Balanced
Mar 31, 2026

From the Oval Office to a Guilty Plea: Trump's Former National Security Advisor John Bolton Agrees to Felony Charge


He once sat in the most powerful room in the world. He knew America's secrets. He advised the President of the United States on matters of war, intelligence, and national security. And now, John Bolton — Donald Trump's former National Security Advisor — has agreed to plead guilty to a federal felony.

The news broke Thursday, sending shockwaves through Washington and beyond.

Bolton reached a plea deal over mishandling sensitive national security information, agreeing to plead guilty to one felony count of illegal retention of classified national security information. He also agreed to pay a fine of more than $2 million.

Bolton faces up to 60 months in prison for the single felony count he is pleading guilty to, though the plea deal may allow him to avoid prison time entirely.

For anyone who has followed the dramatic, bitter relationship between Donald Trump and John Bolton, this moment feels like the final chapter of one of Washington's most explosive personal feuds.

Bolton served as Trump's National Security Advisor from 2018 to 2019 — one of the most powerful positions in the entire US government. He sat in on classified briefings. He advised the president on nuclear threats, military operations, and covert intelligence. He was, by every measure, an insider at the highest level.

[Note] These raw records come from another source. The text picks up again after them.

PR #3034, opened 2022-05-04
HSEARCH-4483 Update mass-indexing log message format

marko-bekhta:
https://hibernate.atlassian.net/browse/HSEARCH-4483

- include the "between-iterations" speed as part of logged info

### DIFF
--- a/mapper/pojo-base/src/main/java/org/hibernate/search/mapper/pojo/logging/impl/Log.java
+++ b/mapper/pojo-base/src/main/java/org/hibernate/search/mapper/pojo/logging/impl/Log.java
@@ -88,8 +88,8 @@ public interface Log extends BasicLogger {
 	void indexingProgressRaw(long doneCount, long elapsedMs);
 
 	@LogMessage(level = INFO)
-	@Message(id = ID_OFFSET_LEGACY_ENGINE + 31, value = "Mass indexing progress: %2$.2f%% [%1$f documents/second].")
-	void indexingProgressStats(float estimateSpeed, float estimatePercentileComplete);
+	@Message(id = ID_OFFSET_LEGACY_ENGINE + 31, value = "Mass indexing progress: %3$.2f%%. Mass indexing speed: %1$f documents/second since last message, %2$f documents/second since start.")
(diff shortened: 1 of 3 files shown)


mapper/pojo-base/src/main/java/org/hibernate/search/mapper/pojo/logging/impl/Log.java
```diff
@@ -88,8 +88,8 @@ public interface Log extends BasicLogger {
 	void indexingProgressRaw(long doneCount, long elapsedMs);
 
 	@LogMessage(level = INFO)
-	@Message(id = ID_OFFSET_LEGACY_ENGINE + 31, value = "Mass indexing progress: %2$.2f%% [%1$f documents/second].")
-	void indexingProgressStats(float estimateSpeed, float estimatePercentileComplete);
+	@Message(id = ID_OFFSET_LEGACY_ENGINE + 31, value = "Mass indexing progress: %3$.2f%% [%1$f documents/second [current] / %2$f documents/second [since start]].")
```
yrodiere, line 91: Ah, I didn't realize we already had square brackets in this message... it looks a bit weird now, doesn't it?

Maybe something like this?

```suggestion
	@Message(id = ID_OFFSET_LEGACY_ENGINE + 31, value = "Mass indexing progress: %3$.2f%% [%1$f documents/second since last message, %2$f documents/second since start].")
```

yrodiere (changes requested):
Thanks for tackling this! This uncovers a few interesting problems... Seems this is more complex than it looked at first sight :)

My suggestions below.

yrodiere:
Oh, also, I know we don't have many tests, but would you mind updating `org.hibernate.search.integrationtest.showcase.library.LibraryShowcaseMassIndexingIT#testMassIndexingMonitor` to check that we actually dispay the speed since start *and* since last message?

marko-bekhta:
Thanks for spending the time looking at this. `AtomicReference` !!!! That's what I was looking for! :smiley: Test updated as well.

yrodiere (approved):
LGTM, merging. Thanks!

marko-bekhta:
Thanks :smiley:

Then Trump fired him. And everything changed.

Bolton struck back by writing a tell-all book — "The Room Where It Happened" — filled with damaging accounts of Trump's behavior behind closed doors. Trump called him a liar, a traitor, and worse. Bolton called Trump unfit for office and dangerous to American democracy. The two men became bitter enemies in full public view.

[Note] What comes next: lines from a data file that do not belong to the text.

PR #3054, opened 2022-05-16
HSEARCH-4571 Move out unnecessary tests from showcase

marko-bekhta:
https://hibernate.atlassian.net/browse/HSEARCH-4571

Not much to add here 😃


integrationtest/showcase/library/src/test/java/org/hibernate/search/integrationtest/showcase/library/LibraryShowcaseMassIndexingIT.java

Bolton is now the first successful case in Trump's campaign of retribution against those he perceives to be his political enemies. Two other prominent Trump critics — former FBI Director James Comey and New York Attorney General Letitia James — were also indicted by the Trump Justice Department. But Bolton's guilty plea makes him the first to actually be convicted.

According to sources familiar with the matter, the count Bolton is pleading guilty to involves keeping classified national security information in personal diaries. Bolton is expected to maintain that he did not take documents with classification markings out of government offices, and that no classified information appeared in his published memoir.